PR #301, opened 2015-04-07
Update to match current generated files

GeneralStrike:
Removed ref to 'reload' to match current auto-generated gulpfile.js


silvenon:
Thanks :smiley:

PR #305, opened 2015-04-20
gulp task "styles" use src: *.scss/css instead of main.scss/css only

DanweDE:
Don't see why this shouldn't be done. Had a little struggle adding another .scss and getting it into the built. Adding it in the built-block comment in the index.html had no effect because of the way the gulp task was designed. Now it works when having the following in index.html for example:

```
<!-- build:css styles/main.css -->
<link rel="stylesheet" href="styles/main.css">
<link rel="stylesheet" href="styles/something-else.css">
<!-- endbuild -->
```

### DIFF
--- a/app/templates/gulpfile.js
+++ b/app/templates/gulpfile.js
@@ -7,7 +7,7 @@ var browserSync = require('browser-sync');
 var reload = browserSync.reload;
 
 gulp.task('styles', function () {<% if (includeSass) { %>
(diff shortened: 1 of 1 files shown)


silvenon:
I agree, by having compiling only `main.scss` we're losing flexibility for no reason, and without Sass it makes no sense at all, because you'll most probably want more stylesheets.

Thanks for the PR :+1:

PR #312, opened 2015-05-07
Include wiredep as a dependency to serve

aweary:
I was running into an issue where I'd stop the Gulp task, install something with Bower, and then start Gulp back up again. Every time I did this, wiredep wouldn't run and my new dependency would be ignored.

I realize this is because I'm not touching the bower.json file _while_ the Gulp process is running. I usually use one Terminal window at a time, so if we just included wiredep as a dependency to serve, we could be sure that any new dependencies added since the last run would be included.

It may be wise to include it in the build task as well.

### DIFF
--- a/app/templates/gulpfile.js
+++ b/app/templates/gulpfile.js
@@ -147,7 +147,7 @@ gulp.task('wiredep', function () {
 <% } %>
   gulp.src('app/*.html')
     .pipe(wiredep({<% if (includeSass && includeBootstrap) { %>
-      exclude: ['bootstrap-sass-official'],<% } %>
+      exclude: ['bootstrap-sass'],<% } %>
       ignorePath: /^(\.\.\/)*\.\./
     }))
     .pipe(gulp.dest('app'));


silvenon:
I agree that we need some kind of a solution for this, because it's a gotcha. But I think this way, where `styles` and `wiredep` are ran simultaneously, `wiredep` will inject Sass dependencies, but because `styles` already started (or even finished) they won't be compiled that first time.

Aweary:
That's a good point. I suppose some other options would be to add `wiredep` as a dependency to `styles` or maybe use something like `run-sequence` to ensure that the tasks are ran in the correct order. 

The former doesn't seem idiomatic though, and will needlessly invoke `wiredep` a lot. The later could be accomplished using an alias task of some sort like:

 ```js
gulp.task('compile', function(){
    $.runSequence(['wiredep', 'styles', 'fonts']).
  });
```

```js
gulp.task('serve', ['compile'], function(){ ... });
```

But that involves adding another dependency to the Gulp.

silvenon:
Yeah, I'm reluctant to further complicate `gulpfile.js`, as this is not a fatal issue, you can just run `gulp wiredep` yourself if you installed some deps while gulp wasn't watching.

I suggest that in future you create separate branches for your PRs, because now your new commits on master entered this PR :smiley:

If that was intentional, I'd like to keep things separate, so please pick one change set (e.g. bootstrap-sass), move others to a separate branch, and we can rename the PR :wink:

silvenon:
Oh, you already did.

Aweary:
Yeah, sorry about that, I still have my Github training wheels on :smiley:

silvenon:
We have it documented [here], in our Getting Started guide. Do you think it's hard to find and we could improve it somehow?

Aweary:
Nope, I'm just bad at finding things! Thank you.

PR #313, opened 2015-05-08
Update gulp-sass

febLey:
A new version of gulp-sass including node-sass v3.0.0 and libsass v3.2.0 has been released.


silvenon:
Oh yeah!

(DESCRIPTION OF THE TASK):
Give the lines from the one containing "Nope, I'm just" through the end of the entries again, exactly as written and with no other lines.

(SOLUTION TO THE EXERCISE):
Nope, I'm just bad at finding things! Thank you.

PR #313, opened 2015-05-08
Update gulp-sass

febLey:
A new version of gulp-sass including node-sass v3.0.0 and libsass v3.2.0 has been released.


silvenon:
Oh yeah!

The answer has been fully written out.